:: WHAT IS NEEDED ::
If a line of the material holds the string "while", please copy it.

:: RECORDS SHOWN ::
PR #3086, opened 2026-04-13
[codex] Add OpenAI-compatible AI provider

lazydao:
This change adds a new built-in `OpenAI compatible` AI provider for calibre's chat features and follows through on the integration issues found while testing it on Windows.

The user-facing problem is that the built-in AI provider list currently covers only a small set of services. Many gateways, self-hosted deployments, and third-party vendors expose an OpenAI-compatible chat API, but calibre had no generic provider for that shape of service. That meant users could not plug those services into the existing AI conversation UI without writing a dedicated provider.

The root cause was that calibre only shipped provider implementations for a few named services. In addition, the initial pass on the generic provider exposed a couple of integration gaps during real usage: on Windows, `run-local` did not reuse the installed calibre runtime and therefore failed to import required binary extensions such as `winutil`; the first version of the provider also mishandled missing custom headers and over-normalized base URLs, which broke services such as Volcengine Ark that use `/api/v3` rather than `/v1`; and the chat UI re-rendered unfinished markdown on every streamed chunk, which caused visible jitter while responses were arriving.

:: SOLUTION BELOW ::
This change adds a new built-in `OpenAI compatible` AI provider for calibre's chat features and follows through on the integration issues found while testing it on Windows.
The root cause was that calibre only shipped provider implementations for a few named services. In addition, the initial pass on the generic provider exposed a couple of integration gaps during real usage: on Windows, `run-local` did not reuse the installed calibre runtime and therefore failed to import required binary extensions such as `winutil`; the first version of the provider also mishandled missing custom headers and over-normalized base URLs, which broke services such as Volcengine Ark that use `/api/v3` rather than `/v1`; and the chat UI re-rendered unfinished markdown on every streamed chunk, which caused visible jitter while responses were arriving.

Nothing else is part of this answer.